# Monitor keeps turning off and on...



## John1289

So here's the deal. About a week ago my pc's monitor started to randomly turn on and off on it's own. I then swapped the monitor with another one. The problem still persisted. Later that night (last night) I bought a new video card. The problem is still persisting. Now to make problems worse, sometimes after windows is done loading, the screen will turn off and then just eventually shut the computer off. Also, everything freezes sometimes as well and then I have to restart the computer, but then it sometimes doesn't even load up windows and the monitor just stays in like a stand-by mode. Thanks if anyone could help me out.


----------



## dustyjay

is it the monitor shutting off or losing signal? In other words, does the power lite on themonitor go out? It actually sounds like either a software problem (Windows) or a power supply problem.


----------



## John1289

The computer goes on and then the monitor turns on and then a few seconds or minutes later it goes from the green light to the orange light. It's like the monitor says "Power Save"


----------



## fleamailman

What are your specs and have you checked the temp in the BIOS


----------



## fleamailman

Hi, could we see your specs then, write them out one by one or just use this little free program, scan, and copy the log back to here.

sysspecs
http://www.alexnolan.net/software/sysspec.htm


----------



## John1289

Yeah, ill post them as soon as the computer lets me on.


----------



## fleamailman

How much time do you have about before things blanc out


----------



## fleamailman

Just to recap, 
it isn't the monitor because you've swopped it,
it isn't the garphics card you're swopped it,
have looked in the devmgmt.msc about drivers
have checked the BIOS for heat problems
have cleaned the comp of dest
have no visible signs of malware


----------



## John1289

Hey, finally it let me on. Well it varies about when the screen goes out. Sometimes it goes right away, sometimes during the Windows xp loading screen and then just randomly while on the computer.
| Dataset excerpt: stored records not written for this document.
PR #2875, opened 2024-11-11
run_sys_tests: Print test list in --verbose/--debug

samsrabin:
### Description of changes
See title.

### Specific notes

**CTSM Issues Fixed:** None

**Testing performed, if any:** Tried it with both `-v` and `--debug`; looks good.
```shell
./run_sys_tests -s fire --skip-compare --skip-generate -v --dry-run
```

```
...
INFO: Tests:
INFO:    SMS_D_Ld65.f10_f10_mg37.I2000Clm45BgcCropQianRs.derecho_intel.clm-FireLi2014Qian
INFO:    SMS_D_Ld65.f10_f10_mg37.I2000Clm50BgcCru.derecho_gnu.clm-FireLi2016Cru
INFO:    SMS_D_Ld65.f10_f10_mg37.I2000Clm60BgcCrop.derecho_intel.clm-FireLi2024CruJra
...
```

- [x] Run Python testing.

### DIFF
--- a/python/ctsm/crop_calendars/cropcal_figs_module.py
+++ b/python/ctsm/crop_calendars/cropcal_figs_module.py
@@ -1,6 +1,7 @@
 """
 Functions for making crop calendar figures
 """
+# pylint: disable=abstract-class-instantiated
 
 import numpy as np
 
--- a/python/ctsm/crop_calendars/generate_gdds_functions.py
+++ b/python/ctsm/crop_calendars/generate_gdds_functions.py
@@ -1,7 +1,7 @@
 """
 Functions to support generate_gdds.py
 """
-# pylint: disable=too-many-lines,too-many-statements
+# pylint: disable=too-many-lines,too-many-statements,abstract-class-instantiated
 import warnings
 import os
 import glob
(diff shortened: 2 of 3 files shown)


samsrabin:
Could improve by skipping the new `for` loop if logging level isn't sufficient to print anything.

ekluzek (commented):
Hmmm, this is interesting. In a sense this is redundant with cime/scripts/query_testlists which just prints testlist for the options you ask it for.

However, I think I would find this useful as it's nice to be able to just work in run_sys_tests. The main problem I see with doing this here is duplicating something that's handled elsewhere -- but at the same time this is also small. And it's just telling you for the options you have given what tests will be run. So I'm thinking it would be useful in practice.

ekluzek (approved):
@adrifoster thinks this would be good to have. And in practice I know I'll be using it. Longer term it makes me want to work on CESM testing in the wider CESM community, but that shouldn't get in the way of doing something that would be helpful now, especially this as something that is simple.

samsrabin:
Thanks, @ekluzek!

Here are the specs. http://img.photobucket.com/albums/v147/john1289/specs.jpg And here's the second half of the specs. http://img.photobucket.com/albums/v147/john1289/specs2.jpg


----------



## fleamailman

Thanks what does the cpu read like, does the comp feel slow or overworked.


----------



## John1289

It doesn't seem to be going slow at all. But what is have looked in the devmgmt.msc about drivers and have checked the BIOS for heat problems? Cause I haven't done those and don't know how.


----------



## moneyspider1

are you using a wireless key board?


----------



## John1289

no, im not using a wireless keyboard.


----------



## fleamailman

OK, runcommand time.

1.
press; windows botton and R botton
typpe; devmgmt.msc
press; enter

do look see yellow mark of device, meaning driver missing?

2,
same thing
type; taskmgr
processes
look at cpu usage, is it high then.


----------



## John1289

what is runcommand time?


----------



## fleamailman

It is the run box that pops up when you put your fingers on the windows flag botton and the R botton. Alot quicker for me than write the same thing the mouse way and a runcommand is just those things you type in it, like devmgmt.msc which I asked you to do.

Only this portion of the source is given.